From the above we see: \(A = v_0\) and our final solution is:

\[v(t) = v_0 e^{-\frac{b}{m}t}\]

From the solution for \(v\), we easily find the position of \(m\) as a function of time. Let’s assume that the particle was in the origin at \(t=0\), thus \(x(0)=0\). So, we find for the position

\[\frac{dx}{dt} \equiv v = v_0 e^{-\frac{b}{m}t} \Rightarrow x = v_0 \cdot \left ( -\frac{m}{b}e^{-\frac{b}{m}t} \right ) + B\]

We find \(B\) with the initial condition and get as final solution:

\[x(t) = \frac{m v_0}{b} \left ( 1 - e^{-\frac{b}{m}t} \right ) \]
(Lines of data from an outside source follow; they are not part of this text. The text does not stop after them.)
PR #158, opened 2016-07-29
Cancelling all pending messages support

balsmn:
`CaliforniumLwM2mRequestSender `implementation had this method (cancelPendingMessages) and this concrete implementation was directly used in LeshanServer. This prevented from using the new `LwM2mRequestSender` API (containing support for both queue and non-queue mode) in Leshan Server. This PR aims to add the `cancelPendingMessages` to `LwM2mRequestSender` API and implements the same in all the concrete implementations (`LwM2mRequestSenderImpl`, `QueuedRequestSender` and `CaliforniumLwM2mRequestSender`). With this PR, Leshan Server will officially have the QueueMode support.

Signed-off-by: Bala Azhagappan <balasubramanian.azhagappan@bosch-si.com>

PR #160, opened 2016-08-09
Queue mode sender concurrency fix

balsmn:
This PR is based on the source of #158 (contains the first three commits) and aims to fix the concurrency problem in

(https://github.com/eclipse/leshan/blob/master/leshan-server-core/src/main/java/org/eclipse/leshan/server/queue/impl/QueuedRequestSender.java#L124

 if we assume two threads t1 (user thread that calls `LwM2mRequestSender.send()`) and t2 (another user thread that calls `cancelPendingMessage()`):
- t1 passes the check mentioned above, but request was not added to messageStore yet
- t2 removes all request from queue (could be because client was unregistered)
- t1 adds the request to message store (we have a request in the store without a corresponding registered client, i.e. this request may stay there forever)

PS: I will update this PR if #158 is accepted.

Signed-off-by: Bala Azhagappan balasubramanian.azhagappan@bosch-si.com

### DIFF
--- a/leshan-server-core/src/main/java/org/eclipse/leshan/server/queue/impl/QueuedRequestSender.java
+++ b/leshan-server-core/src/main/java/org/eclipse/leshan/server/queue/impl/QueuedRequestSender.java
@@ -69,7 +69,7 @@ public class QueuedRequestSender implements LwM2mRequestSender, Stoppable {
     private final ClientStatusTracker clientStatusTracker;
     private final Collection<ResponseListener> responseListeners = new ConcurrentLinkedQueue<>();
 
-    private final ReadWriteLock readWriteLock = new ReentrantReadWriteLock(false);
+    private final ReadWriteLock readWriteLock = new ReentrantReadWriteLock();
 
     /**
      * Creates a new QueueRequestSender using given builder.
@@ -91,6 +91,11 @@ public class QueuedRequestSender implements LwM2mRequestSender, Stoppable {
         delegateSender.addResponseListener(createResponseListener());
     }
 
+    /**
+     * fluent api builder to construct an instance of {@link QueuedRequestSender}
+     * 
+     * @return instance of {@link QueuedRequestSender.Builder}
+     */
     public static Builder builder() {
         return new Builder();
     }
@@ -120,7 +125,7 @@ public class QueuedRequestSender implements LwM2mRequestSender, Stoppable {
 
         readWriteLock.readLock().lock();
         try {
-            // Accept messages only when the client is already known to ClientRegistry
+            // Check whether client is still known to ClientRegistry
             if (clientRegistry.get(endpoint) != null) {
                 QueuedRequest queuedRequest = new QueuedRequestImpl(endpoint, castedDownlinkRequest, requestTicket);
                 messageStore.add(queuedRequest);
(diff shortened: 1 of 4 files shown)


leshan-server-core/src/main/java/org/eclipse/leshan/server/queue/impl/QueuedRequestSender.java
```diff
@@ -67,6 +69,8 @@
     private final ClientStatusTracker clientStatusTracker;
     private final Collection<ResponseListener> responseListeners = new ConcurrentLinkedQueue<>();
 
+    private final ReadWriteLock readWriteLock = new ReentrantReadWriteLock(false);
```
sbernard31: use new ReentrantReadWriteLock()

leshan-server-core/src/main/java/org/eclipse/leshan/server/queue/impl/QueuedRequestSender.java
```diff
@@ -114,17 +118,25 @@ public static Builder builder() {
...
+                // If Client is reachable and this is the first message, we send it
+                // immediately.
+                if (clientStatusTracker.startClientReceiving(endpoint)) {
+                    processingExecutor.execute(newRequestSendingTask(endpoint));
+                }
+            } else {
+                String message = String.format("message received in Queue Mode for the unknown client [%s]", endpoint);
+                LOG.warn(message);
+                // notify application layer that the message will not be sent with an exception.
+                throw new RequestCanceledException(message);
```
sbernard31: The canceled notification should not be raised like other errors ? (through `ResponseListener`)

leshan-server-core/src/main/java/org/eclipse/leshan/server/response/ResponseProcessingTask.java
```diff
@@ -89,8 +89,7 @@ private void executeAction() {
         for (ResponseListener listener : responseListeners) {
             if (listener != null) {
                 if (hasException) {
-                    LOG.debug("invoke response listener for requestTicket {} with exception {}", requestTicket,
-                            exception);
+                    LOG.debug("invoke response listener for requestTicket throws exception", requestTicket, exception);
```
sbernard31: Missing curly bracket `{}` for requestTicket ?

DanielMaier-BSI: If the last param is an exception, slf4j prints since version 1.6.0 the stacktrace anyways. See http://www.slf4j.org/faq.html#paramException (exmaple is with error log, but also true for debug statements)

leshan-server-core/src/main/java/org/eclipse/leshan/server/queue/impl/QueuedRequestSender.java
balsmn: Yes makes sense.

leshan-server-core/src/main/java/org/eclipse/leshan/server/queue/impl/QueuedRequestSender.java
balsmn: Not a problem

leshan-server-core/src/main/java/org/eclipse/leshan/server/response/ResponseProcessingTask.java
sbernard31: I just talk about requestTicket parameter, not about exception.

balsmn: oh..yes...

balsmn:
Also updated this PR after #158 was closed. Rebase on to master did not work due to conflicts between #158 and #157. I had to merge it with the changes in this PR.

sbernard31:
you shall not pass
Sry we try to keep a clean history, so no merge allowed ;)

Maybe you could try to restart from master and cherry pick the last commit. (This should limits conflict)

balsmn:
Hi Simon,

It worked. Thanks for the tip. I still have some conflicts with master which I think is due to #167 which got merged today. I will rebase on to master again tomorrow and probably have to adapt the implementations too as per new API.

sbernard31:
Integrated in master (commit  	a8df823)

PR #161, opened 2016-08-10
Objlnk support for tlv and text format

DevendraKurre:


sbernard31:
Hi @DevendraKurre,
  Thx for the PR. 
  
  I think we should create a specific class for `ObjectLink` instead of exposing byte[] at API side.

  There is also some formatting issues (mixed tab/spaces). Have a look [here](https://github.com/eclipse/leshan#code-with-eclipse) to configure formatter.

  We don't not accept PR with merge commit, could you please clean your branch history :).

   And last point, You need to sign the [eclipse CLA](https://wiki.eclipse.org/Development_Resources/Contributing_via_Git). 

   I hope all of this is not too scary :)

PR #168, opened 2016-08-22
fixed duplicate observations for the same resource

balsmn:
This PR fixes the issues reported in https://github.com/eclipse/leshan/issues/163 and added few javadocs.

Signed-off-by: Bala Azhagappan <balasubramanian.azhagappan@bosch-si.com>

Issue #163, opened 2016-08-15
Multiple observations on same resource


Christian-Schmid:
Hi,

I may have found an issue with behavior of the current ObservationRegistry implementation.
In earlier versions of leshan (till leshan-0.1.11-M10) it was not possible to have more than one Observation (for the same path) on a client resource. When adding a new observation, any potential existing observation was cancelled: 

https://github.com/eclipse/leshan/blob/leshan-0.1.11-M10/leshan-server-core/src/main/java/org/eclipse/leshan/server/impl/ObservationRegistryImpl.java#L63

Starting M11 this check was removed:

https://github.com/eclipse/leshan/blob/leshan-0.1.11-M11/leshan-server-cf/src/main/java/org/eclipse/leshan/server/californium/impl/CaliforniumObservationRegistryImpl.java#L71

Therefore now it is possible to have multiple observations on the same resource. 

Was there any specific reason for removing this check? (Having the coap spec in mind, this should still not be allowed: https://tools.ietf.org/html/rfc7641#page-10 ) 

I would appreciate any comment :-)

Many thanks!
Chris

sbernard31:
I can see any good reason why this check was removed. I suppose you find a bug.
We probably must add it again.

(This would be interesting to see how this behave at californium side too)

sbernard31:
is there any chance you provide a patch for this one ?  :)

balsmn:
yes, we will provide one

sbernard31:
Integrated in master (commit aa764a9)

PR #169, opened 2016-08-24
Fixed a race condition while adding and cancelling an observation

balsmn:
This PR fixes a race condition in `CaliforniumObservationRegistryImpl` while invoking `addObservation` and `cancelObservation` calls. Due to this race condition it could still be possible to have a duplicate observation for the same resource and client reported in https://github.com/eclipse/leshan/issues/163

Due to change that came in as a bug fix for issue #168 there can be at most only one active observation for a given resource. So the `ObservationRegistry` interface was changed to reflect the same.

### DIFF
--- a/leshan-server-cf/src/main/java/org/eclipse/leshan/server/californium/impl/CaliforniumObservationRegistryImpl.java
+++ b/leshan-server-cf/src/main/java/org/eclipse/leshan/server/californium/impl/CaliforniumObservationRegistryImpl.java
@@ -64,6 +64,7 @@ public class CaliforniumObservationRegistryImpl
 
     private final List<ObservationRegistryListener> listeners = new CopyOnWriteArrayList<>();
     private final Map<KeyToken, Observation> observationsByToken = new ConcurrentHashMap<>();
+    private final Object monitor = new Object();
 
     /**
      * Creates an instance of {@link CaliforniumObservationRegistryImpl}
@@ -83,12 +84,27 @@ public class CaliforniumObservationRegistryImpl
 
     @Override
     public void addObservation(Observation observation) {
-        // cancel any existing observations for the same path and registration id.
-        cancelObservations(observation.getRegistrationId(), observation.getPath().toString());
+        Observation existingObservation;
+        synchronized (monitor) {
+            // cancel any existing observations for the same path and registration id.
+            existingObservation = getObservation(observation.getRegistrationId(), observation.getPath().toString());
+            if (existingObservation != null) {
+                cancelObservationsOnEndpoints(existingObservation.getId());
+                observationsByToken.remove(new KeyToken(existingObservation.getId()));
+            }
 
-        // add the new observation
-        observationsByToken.put(new KeyToken(observation.getId()), observation);
+            // add the new observation
+            observationsByToken.put(new KeyToken(observation.getId()), observation);
+        }
 
+        // notify listeners if existing observation was cancelled.
+        if (existingObservation != null) {
+            for (ObservationRegistryListener listener : listeners) {
+                listener.cancelled(observation);
+            }
+        }
+
+        // notify about the newly added observation.
         for (ObservationRegistryListener listener : listeners) {
             listener.newObservation(observation);
         }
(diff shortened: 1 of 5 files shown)


leshan-server-cf/src/main/java/org/eclipse/leshan/server/californium/impl/CaliforniumObservationRegistryImpl.java
```diff
@@ -64,6 +66,7 @@
 
     private final List<ObservationRegistryListener> listeners = new CopyOnWriteArrayList<>();
     private final Map<KeyToken, Observation> observationsByToken = new ConcurrentHashMap<>();
+    private final Lock observationLock = new ReentrantLock();
```
jvermillard: Why us a Lock and not a synchronize(this) ?

leshan-server-cf/src/main/java/org/eclipse/leshan/server/californium/impl/CaliforniumObservationRegistryImpl.java
```diff
@@ -112,52 +133,65 @@ public int cancelObservations(Client client) {
             return 0;
 
         Set<Observation> observations = getObservations(registrationId);
+        int removed = 0;
         for (Observation observation : observations) {
-            cancelObservation(observation);
+            removed = doCancelObservation(observation) ? ++removed : removed;
```
jvermillard: You mean:
```
if (doCancelObservation(observation)) {
   removed++;
}
```

balsmn: yes

leshan-server-cf/src/main/java/org/eclipse/leshan/server/californium/impl/CaliforniumObservationRegistryImpl.java
balsmn: notifying Observation listeners is outside the locks. At the end the same can also be achieved using synchronized blocks. At the end its just a religious thing which one you chose.

DanielMaier-BSI: I think it is better to use a lock that is private to the class. Otherwise someone else could also synchronize on "this" and we might get a deadlock (more a theoretical and style discussion).

Of course we can also synchronize on a private object and use synchronized blocks.

jvermillard: There is no good reason to use a lock here, you can use a private monitor. "private Object monitor = new Object();" if you really want to isolate it.

A synchronize on monitor is superior here because you don't have to rely on the try/finally and you are not using the extra feature of Lock missing from synchronize block.

That's no religious/style thing, just better idiomatic java :smile:

DanielMaier-BSI: This is what I meant with the last sentence. We can use a private monitor.

balsmn:
@jvermillard as you suggested, I have pushed the updated version with the two changes.

sbernard31:
Manu is modifying this code and your PR will not be so relevant in the new code.

But finally this constraint of duplicate observation should not be handle at Leshan level. This is a CoAP constraint so this should be done in californium.

balsmn:
I agree with you regarding only one observation per resource restriction belonging to californium. The fact that we have an `ObservationStore` in Californium layer and an `ObservationRegistry` in Leshan leads to replicate the californium restriction to Leshan layer. 

Could you give a heads up what kind of changes are to be expected in the new code? Is it only reimplementing `ObservationRegistry` or we would not have an `ObservationRegistry`?

sbernard31:
The Observe CoAP spec [§3.1][1] say:
"A client MUST aggregate such requests and MUST NOT register more than once for the same target resource.  The target resource is identified by all options in the request that are part of the Cache-Key. This includes, for example, the full request URI and the Accept Option."

Currently in californium, there is no limitation about that. An obversation is just identifying by a Token.

The spec say that a target resource is identified by all the options [§5.10][2] that are part of the cache key (= all  options except size1). But, as we deviate a little from the spec by allowing observation from different endpoint (This is the case where the CoAP server is behind a NAT), Using the Cache-Key is not so relevant...

So I'm not so sure pushing this restriction in californium is still a good idea... 

> Could you give a heads up what kind of changes are to be expected in the new code? Is it only reimplementing ObservationRegistry or we would not have an ObservationRegistry?

Manu will probably push a PR before the end of the week.

[1]:https://tools.ietf.org/html/rfc7641#section-3.1
[2]:https://tools.ietf.org/html/rfc7252#section-5.10

sbernard31:
So Manu pushed its code in the [observe_context](https://github.com/eclipse/leshan/commits/observe-request-context) branch which needs this [additionnal feature](https://github.com/eclipse/californium/pull/86) in Californium.

Unfortunately, this will not fix the race condition you find here.
A possible solution could be to let the ObservationStore removing old observation(s?) as it is in charge to keep the store in a consistent state.  Ideally, it should notify Californium that the request is cancelled.

There is another race condition between observe and registration, but we think we found a miss-conception in Leshan. As observation is strongly linked to the registration, we think that observation should be store in ClientRegistry(RegistrationStore)

What do you think ?

balsmn:
Yes I agree that Observation is strongly linked to a registration.

> we think that observation should be store in ClientRegistry(RegistrationStore)

You mean to say that instead of having a separate ObservationRegistry, just have the RegistrationStore implement the [CaliforniumObservationRegistry](https://github.com/eclipse/leshan/blob/master/leshan-server-cf/src/main/java/org/eclipse/leshan/server/californium/CaliforniumObservationRegistry.java) or even the new [LwM2mObservationStore ](https://github.com/eclipse/leshan/blob/observe-request-context/leshan-server-cf/src/main/java/org/eclipse/leshan/server/californium/impl/LwM2mObservationStore.java) interface introduced in the branch ([observe_context](https://github.com/eclipse/leshan/commits/observe-request-context)) and clear the observations when a de-registration happens?

balsmn:
> Unfortunately, this will not fix the race condition you find here.
A possible solution could be to let the ObservationStore removing old observation(s?) as it is in charge to keep the store in a consistent state. Ideally, it should notify Californium that the request is cancelled.

I agree. If [`InMemoryObservationStore`](https://github.com/eclipse/leshan/blob/observe-request-context/leshan-server-cf/src/main/java/org/eclipse/leshan/server/californium/impl/InMemoryLwM2mObservationStore.java) while adding, can also cancel any existing observations. That means, the `add(Observation)` of `ObservationStore` should return list of observations removed/canceled while adding.  right? 

When it is implemented that way and merged in to master, then this PR will not be relevant any more, if not it would still be good to have this PR.

I have a small request. As the refactoring done in `CaliforniumObservationRegistry` as part of the observe-request-context has nothing to do with the observe request's extention with a context info, it would be good to separate this refactoring from the actual observe request context implementations when creating PR's. What do you think ?

sbernard31:
>You mean to say that instead of having a separate ObservationRegistry, just have the RegistrationStore implement the CaliforniumObservationRegistry or even the new LwM2mObservationStore interface introduced in the branch (observe_context) and clear the observations when a de-registration happens?

Something like this but I need to think more about this.

msangoi:
> I have a small request. As the refactoring done in CaliforniumObservationRegistry as part of the observe-request-context has nothing to do with the observe request's extention with a context info, it would be good to separate this refactoring from the actual observe request context implementations when creating PR's. What do you think ?

I'm not sure to understand why it is needed to separate this. I agree that the registry refactoring could have been done in a separate PR, but then the code handling the observe context would have been duplicated.

sbernard31:
Manu changes was integrated in master so the PR si no more relevant.
I open the issue to track that this race condition is still present. #176

PR #177, opened 2016-09-21
Added notification of early failure

phtrivier:
The `fail()` API of `BootstrapManager` was not called when the BS failed early (for example, when no  no `BootstrapConfig` exists. 
(This could be useful for logging or reporting.)


sbernard31:
Integrated in master (commits 387bee8bca180333b22782ed6b9ae74730524e7c,18d3271a61df6e8d2e171aae3f9f5d14b0eb9c53)

PR #190, opened 2016-10-18
Avoid to spit error 500 on empty object list

jvermillard:
By initializing the list of object, it permits to be resilient to registration without any objects and to not spit "unexpected errors" even if the device is not supposed to do that.


sbernard31:
Integrated in #241 (commit 348026440e46120b91104a16068294528dfc2f3f)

If we inspect and assess our solution, we see: the particle slows down (as is to be expected with a frictional force acting on it) and eventually comes to a stand still. At that moment, the force has also decreased to zero, so the particle will stay put.

3.2. Numerical

Of course, now that we have the analytical solution, there is nothing to add or gain from a numerical analysis. Nevertheless, it is instructive to see how we could have dealt with this problem using numerical techniques. One way of solving the problem is, to write a computer code (e.g. in python) that computes from time instant to time instant the force on the particle, and from that updates the velocity and subsequently the position.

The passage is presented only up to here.